**WHAT IS EXPECTED:** The lines wanted are those in the data below that include "around".

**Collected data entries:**
==========
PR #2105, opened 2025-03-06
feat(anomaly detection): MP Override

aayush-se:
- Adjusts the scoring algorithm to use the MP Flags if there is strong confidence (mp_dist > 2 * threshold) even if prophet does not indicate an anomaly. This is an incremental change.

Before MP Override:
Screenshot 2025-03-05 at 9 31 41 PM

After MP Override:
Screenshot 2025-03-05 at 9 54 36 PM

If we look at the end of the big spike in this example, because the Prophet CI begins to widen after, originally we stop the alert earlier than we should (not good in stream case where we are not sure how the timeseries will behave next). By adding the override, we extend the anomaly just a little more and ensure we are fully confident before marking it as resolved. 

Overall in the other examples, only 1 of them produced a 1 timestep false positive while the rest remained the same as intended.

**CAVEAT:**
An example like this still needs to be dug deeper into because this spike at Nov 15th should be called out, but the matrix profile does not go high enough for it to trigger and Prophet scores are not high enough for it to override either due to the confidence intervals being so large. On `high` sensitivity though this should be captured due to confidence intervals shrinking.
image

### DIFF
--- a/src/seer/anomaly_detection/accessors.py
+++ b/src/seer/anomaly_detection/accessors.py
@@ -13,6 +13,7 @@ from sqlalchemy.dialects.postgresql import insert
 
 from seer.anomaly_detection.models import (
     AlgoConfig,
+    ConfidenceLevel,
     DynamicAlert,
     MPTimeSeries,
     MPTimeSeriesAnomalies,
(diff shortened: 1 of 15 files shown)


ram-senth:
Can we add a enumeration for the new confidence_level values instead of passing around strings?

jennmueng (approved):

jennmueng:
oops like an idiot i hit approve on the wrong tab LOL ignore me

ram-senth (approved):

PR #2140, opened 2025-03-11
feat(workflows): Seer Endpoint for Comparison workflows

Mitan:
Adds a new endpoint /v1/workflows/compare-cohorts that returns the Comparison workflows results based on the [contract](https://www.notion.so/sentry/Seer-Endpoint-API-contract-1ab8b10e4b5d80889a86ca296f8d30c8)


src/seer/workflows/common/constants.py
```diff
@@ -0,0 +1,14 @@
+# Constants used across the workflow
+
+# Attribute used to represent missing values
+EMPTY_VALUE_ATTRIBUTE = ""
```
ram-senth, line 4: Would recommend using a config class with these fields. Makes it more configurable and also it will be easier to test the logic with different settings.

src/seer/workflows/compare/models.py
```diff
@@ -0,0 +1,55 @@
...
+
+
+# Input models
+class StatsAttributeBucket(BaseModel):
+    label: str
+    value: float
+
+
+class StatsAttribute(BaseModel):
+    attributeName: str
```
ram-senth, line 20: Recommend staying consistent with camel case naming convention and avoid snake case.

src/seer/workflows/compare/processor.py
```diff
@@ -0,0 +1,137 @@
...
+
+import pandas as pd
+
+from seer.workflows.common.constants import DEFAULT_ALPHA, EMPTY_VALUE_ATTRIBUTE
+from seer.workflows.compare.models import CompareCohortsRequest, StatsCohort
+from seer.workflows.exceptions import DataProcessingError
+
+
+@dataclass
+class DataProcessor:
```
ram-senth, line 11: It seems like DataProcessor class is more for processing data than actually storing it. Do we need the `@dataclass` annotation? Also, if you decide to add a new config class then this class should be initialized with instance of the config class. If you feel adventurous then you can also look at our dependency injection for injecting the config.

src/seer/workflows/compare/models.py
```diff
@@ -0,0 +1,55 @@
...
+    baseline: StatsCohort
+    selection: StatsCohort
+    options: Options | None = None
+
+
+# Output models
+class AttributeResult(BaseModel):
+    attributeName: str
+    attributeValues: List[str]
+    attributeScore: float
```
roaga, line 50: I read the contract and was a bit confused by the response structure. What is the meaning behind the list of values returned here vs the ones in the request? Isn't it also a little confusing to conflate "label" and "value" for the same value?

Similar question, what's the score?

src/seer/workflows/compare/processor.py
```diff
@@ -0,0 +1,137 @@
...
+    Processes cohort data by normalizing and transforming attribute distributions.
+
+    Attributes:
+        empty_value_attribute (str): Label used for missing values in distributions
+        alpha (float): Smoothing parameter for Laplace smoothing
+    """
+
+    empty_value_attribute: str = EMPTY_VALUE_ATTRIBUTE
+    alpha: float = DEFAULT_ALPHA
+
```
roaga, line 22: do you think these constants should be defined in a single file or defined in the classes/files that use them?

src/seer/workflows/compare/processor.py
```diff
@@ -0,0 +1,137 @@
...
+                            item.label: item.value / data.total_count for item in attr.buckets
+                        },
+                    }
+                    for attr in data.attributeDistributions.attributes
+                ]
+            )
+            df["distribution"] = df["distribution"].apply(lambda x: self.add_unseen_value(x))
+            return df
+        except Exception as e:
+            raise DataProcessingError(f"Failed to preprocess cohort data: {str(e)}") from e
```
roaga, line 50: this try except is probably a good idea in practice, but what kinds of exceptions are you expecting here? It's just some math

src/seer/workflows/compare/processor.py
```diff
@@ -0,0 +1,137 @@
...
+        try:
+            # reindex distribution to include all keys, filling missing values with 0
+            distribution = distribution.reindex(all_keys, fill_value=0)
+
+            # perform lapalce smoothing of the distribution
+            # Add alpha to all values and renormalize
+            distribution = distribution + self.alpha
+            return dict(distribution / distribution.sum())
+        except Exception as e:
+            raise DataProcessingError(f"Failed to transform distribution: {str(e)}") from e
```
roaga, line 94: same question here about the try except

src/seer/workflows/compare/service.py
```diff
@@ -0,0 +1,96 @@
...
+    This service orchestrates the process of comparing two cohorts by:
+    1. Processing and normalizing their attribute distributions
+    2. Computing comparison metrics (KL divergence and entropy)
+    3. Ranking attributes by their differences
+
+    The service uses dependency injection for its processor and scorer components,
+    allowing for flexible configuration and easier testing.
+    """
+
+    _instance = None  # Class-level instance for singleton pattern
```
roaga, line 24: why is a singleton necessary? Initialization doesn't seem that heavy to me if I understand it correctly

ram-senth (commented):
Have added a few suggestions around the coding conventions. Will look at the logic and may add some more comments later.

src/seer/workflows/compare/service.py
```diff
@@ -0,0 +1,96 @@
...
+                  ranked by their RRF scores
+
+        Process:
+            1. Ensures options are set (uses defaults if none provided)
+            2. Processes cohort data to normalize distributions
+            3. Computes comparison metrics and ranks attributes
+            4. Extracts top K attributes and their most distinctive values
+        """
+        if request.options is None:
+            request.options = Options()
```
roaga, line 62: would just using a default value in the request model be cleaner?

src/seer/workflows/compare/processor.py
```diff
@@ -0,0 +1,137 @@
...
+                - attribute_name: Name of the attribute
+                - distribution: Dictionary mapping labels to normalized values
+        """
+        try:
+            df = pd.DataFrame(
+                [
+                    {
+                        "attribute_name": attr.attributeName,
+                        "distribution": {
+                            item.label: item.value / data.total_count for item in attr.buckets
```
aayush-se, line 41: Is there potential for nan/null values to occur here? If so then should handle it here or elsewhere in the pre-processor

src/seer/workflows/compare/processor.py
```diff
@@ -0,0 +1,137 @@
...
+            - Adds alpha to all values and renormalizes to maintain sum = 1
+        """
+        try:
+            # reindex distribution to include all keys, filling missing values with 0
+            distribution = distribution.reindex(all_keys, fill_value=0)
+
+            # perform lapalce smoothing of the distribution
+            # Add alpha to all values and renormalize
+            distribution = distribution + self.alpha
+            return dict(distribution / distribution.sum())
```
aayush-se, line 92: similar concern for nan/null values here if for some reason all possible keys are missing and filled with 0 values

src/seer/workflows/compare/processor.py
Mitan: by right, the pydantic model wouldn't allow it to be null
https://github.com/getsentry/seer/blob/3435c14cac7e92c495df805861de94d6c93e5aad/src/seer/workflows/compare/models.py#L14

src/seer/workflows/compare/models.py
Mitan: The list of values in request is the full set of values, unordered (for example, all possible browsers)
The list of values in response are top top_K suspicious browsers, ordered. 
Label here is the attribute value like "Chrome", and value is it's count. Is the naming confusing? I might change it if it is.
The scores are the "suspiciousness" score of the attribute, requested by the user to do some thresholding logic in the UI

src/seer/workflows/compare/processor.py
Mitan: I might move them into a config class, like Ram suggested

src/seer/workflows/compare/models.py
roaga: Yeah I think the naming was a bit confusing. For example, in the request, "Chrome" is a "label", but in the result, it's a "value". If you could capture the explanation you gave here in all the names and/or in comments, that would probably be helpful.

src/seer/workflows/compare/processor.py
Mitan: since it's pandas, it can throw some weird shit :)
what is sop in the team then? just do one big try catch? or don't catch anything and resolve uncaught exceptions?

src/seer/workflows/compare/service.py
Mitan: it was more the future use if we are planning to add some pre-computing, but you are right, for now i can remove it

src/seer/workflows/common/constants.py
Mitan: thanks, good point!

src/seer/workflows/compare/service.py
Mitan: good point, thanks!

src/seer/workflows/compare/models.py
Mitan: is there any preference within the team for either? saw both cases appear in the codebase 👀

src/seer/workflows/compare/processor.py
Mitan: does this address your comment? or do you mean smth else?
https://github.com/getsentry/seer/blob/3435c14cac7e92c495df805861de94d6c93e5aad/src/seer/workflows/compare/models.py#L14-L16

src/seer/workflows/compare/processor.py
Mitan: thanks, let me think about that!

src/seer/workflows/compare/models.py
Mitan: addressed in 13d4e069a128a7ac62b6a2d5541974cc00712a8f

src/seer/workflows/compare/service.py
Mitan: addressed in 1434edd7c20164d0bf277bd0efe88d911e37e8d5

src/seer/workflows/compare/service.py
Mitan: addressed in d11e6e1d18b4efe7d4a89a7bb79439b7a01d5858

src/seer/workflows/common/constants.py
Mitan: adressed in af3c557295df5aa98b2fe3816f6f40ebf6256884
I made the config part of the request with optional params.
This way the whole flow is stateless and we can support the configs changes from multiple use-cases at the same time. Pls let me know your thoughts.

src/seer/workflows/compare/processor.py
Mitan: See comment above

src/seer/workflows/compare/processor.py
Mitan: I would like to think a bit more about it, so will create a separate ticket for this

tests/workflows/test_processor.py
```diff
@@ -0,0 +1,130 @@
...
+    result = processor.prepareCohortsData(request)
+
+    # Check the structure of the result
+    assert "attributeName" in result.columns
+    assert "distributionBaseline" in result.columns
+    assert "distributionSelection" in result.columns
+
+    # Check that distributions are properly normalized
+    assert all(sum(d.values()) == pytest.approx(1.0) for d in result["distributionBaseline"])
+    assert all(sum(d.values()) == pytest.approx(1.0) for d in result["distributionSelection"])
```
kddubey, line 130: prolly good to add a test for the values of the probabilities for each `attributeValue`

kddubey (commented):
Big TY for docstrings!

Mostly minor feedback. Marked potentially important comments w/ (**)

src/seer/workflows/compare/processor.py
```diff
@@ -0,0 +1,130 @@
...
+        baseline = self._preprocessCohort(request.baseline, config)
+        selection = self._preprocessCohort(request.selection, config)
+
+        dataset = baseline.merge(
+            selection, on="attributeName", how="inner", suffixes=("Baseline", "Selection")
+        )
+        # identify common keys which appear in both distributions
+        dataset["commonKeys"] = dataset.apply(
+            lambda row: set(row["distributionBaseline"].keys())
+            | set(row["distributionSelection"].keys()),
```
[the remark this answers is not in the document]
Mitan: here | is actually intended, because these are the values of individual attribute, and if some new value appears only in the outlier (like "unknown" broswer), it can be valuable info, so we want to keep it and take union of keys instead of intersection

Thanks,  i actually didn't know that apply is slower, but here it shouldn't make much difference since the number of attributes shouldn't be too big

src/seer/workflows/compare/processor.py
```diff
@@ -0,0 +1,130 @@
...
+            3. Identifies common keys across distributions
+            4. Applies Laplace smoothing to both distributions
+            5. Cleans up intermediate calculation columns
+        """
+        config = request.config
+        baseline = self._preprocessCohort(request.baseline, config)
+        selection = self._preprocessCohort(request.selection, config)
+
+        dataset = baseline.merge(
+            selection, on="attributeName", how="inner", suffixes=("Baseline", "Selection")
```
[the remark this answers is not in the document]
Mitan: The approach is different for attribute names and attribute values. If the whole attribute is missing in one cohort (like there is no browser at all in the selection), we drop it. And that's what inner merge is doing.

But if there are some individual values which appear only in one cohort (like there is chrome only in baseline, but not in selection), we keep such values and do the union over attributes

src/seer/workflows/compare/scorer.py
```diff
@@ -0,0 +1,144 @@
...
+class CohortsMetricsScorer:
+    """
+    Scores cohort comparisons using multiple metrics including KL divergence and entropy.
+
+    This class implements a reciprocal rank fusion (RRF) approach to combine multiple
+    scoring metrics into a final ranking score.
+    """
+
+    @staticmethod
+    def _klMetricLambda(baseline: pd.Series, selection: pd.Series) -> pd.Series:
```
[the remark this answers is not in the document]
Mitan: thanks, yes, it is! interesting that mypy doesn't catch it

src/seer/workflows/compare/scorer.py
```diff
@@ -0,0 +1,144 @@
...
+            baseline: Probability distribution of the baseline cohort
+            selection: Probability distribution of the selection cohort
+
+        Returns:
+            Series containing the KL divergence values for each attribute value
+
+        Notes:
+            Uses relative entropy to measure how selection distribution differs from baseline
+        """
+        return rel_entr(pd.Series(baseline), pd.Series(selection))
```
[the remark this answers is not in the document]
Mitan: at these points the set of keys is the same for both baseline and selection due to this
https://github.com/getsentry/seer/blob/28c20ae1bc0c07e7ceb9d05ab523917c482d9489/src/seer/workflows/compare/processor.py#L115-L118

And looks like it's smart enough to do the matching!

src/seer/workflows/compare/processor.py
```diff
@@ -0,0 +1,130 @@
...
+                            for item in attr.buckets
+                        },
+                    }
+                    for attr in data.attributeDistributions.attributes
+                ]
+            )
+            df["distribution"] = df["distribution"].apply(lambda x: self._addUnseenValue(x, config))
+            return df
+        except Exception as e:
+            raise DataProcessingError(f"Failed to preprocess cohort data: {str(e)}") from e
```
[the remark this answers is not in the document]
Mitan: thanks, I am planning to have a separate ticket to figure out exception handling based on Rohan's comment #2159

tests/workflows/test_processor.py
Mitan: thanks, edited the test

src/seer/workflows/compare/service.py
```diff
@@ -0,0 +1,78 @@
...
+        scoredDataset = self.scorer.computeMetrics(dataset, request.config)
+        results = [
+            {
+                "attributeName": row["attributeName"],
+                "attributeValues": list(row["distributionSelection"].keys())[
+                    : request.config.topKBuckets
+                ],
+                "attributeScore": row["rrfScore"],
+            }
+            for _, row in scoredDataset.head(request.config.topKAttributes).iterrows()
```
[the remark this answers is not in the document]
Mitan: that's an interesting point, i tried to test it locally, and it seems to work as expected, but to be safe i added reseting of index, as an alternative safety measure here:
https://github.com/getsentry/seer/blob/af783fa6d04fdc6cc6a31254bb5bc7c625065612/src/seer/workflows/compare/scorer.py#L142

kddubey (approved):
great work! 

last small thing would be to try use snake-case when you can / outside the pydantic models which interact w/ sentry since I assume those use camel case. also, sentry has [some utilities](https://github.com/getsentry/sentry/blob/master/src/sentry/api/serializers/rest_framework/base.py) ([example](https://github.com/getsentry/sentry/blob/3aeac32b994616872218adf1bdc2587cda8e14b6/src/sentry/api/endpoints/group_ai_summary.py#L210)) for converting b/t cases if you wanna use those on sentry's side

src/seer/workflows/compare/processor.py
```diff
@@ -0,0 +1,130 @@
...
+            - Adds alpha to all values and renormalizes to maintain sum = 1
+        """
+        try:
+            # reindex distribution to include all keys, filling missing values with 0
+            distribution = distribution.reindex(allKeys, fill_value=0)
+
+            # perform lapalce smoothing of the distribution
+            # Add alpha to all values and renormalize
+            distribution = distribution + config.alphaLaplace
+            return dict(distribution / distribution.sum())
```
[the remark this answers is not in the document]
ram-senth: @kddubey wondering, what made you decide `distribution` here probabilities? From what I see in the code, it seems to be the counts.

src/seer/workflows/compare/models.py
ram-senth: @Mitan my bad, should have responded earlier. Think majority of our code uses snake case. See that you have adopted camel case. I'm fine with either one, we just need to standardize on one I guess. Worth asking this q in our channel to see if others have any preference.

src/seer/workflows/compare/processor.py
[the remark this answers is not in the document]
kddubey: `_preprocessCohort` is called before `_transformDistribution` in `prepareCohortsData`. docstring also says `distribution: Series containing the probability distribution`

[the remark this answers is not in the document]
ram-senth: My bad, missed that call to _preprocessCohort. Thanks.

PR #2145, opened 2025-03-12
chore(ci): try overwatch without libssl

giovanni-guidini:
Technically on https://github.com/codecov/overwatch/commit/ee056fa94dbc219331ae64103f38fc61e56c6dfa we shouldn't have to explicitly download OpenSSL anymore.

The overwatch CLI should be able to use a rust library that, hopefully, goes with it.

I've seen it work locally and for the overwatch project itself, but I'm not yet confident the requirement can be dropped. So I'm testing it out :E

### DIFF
==========
**YOUR SOLUTION:**
Can we add a enumeration for the new confidence_level values instead of passing around strings?
Have added a few suggestions around the coding conventions. Will look at the logic and may add some more comments later.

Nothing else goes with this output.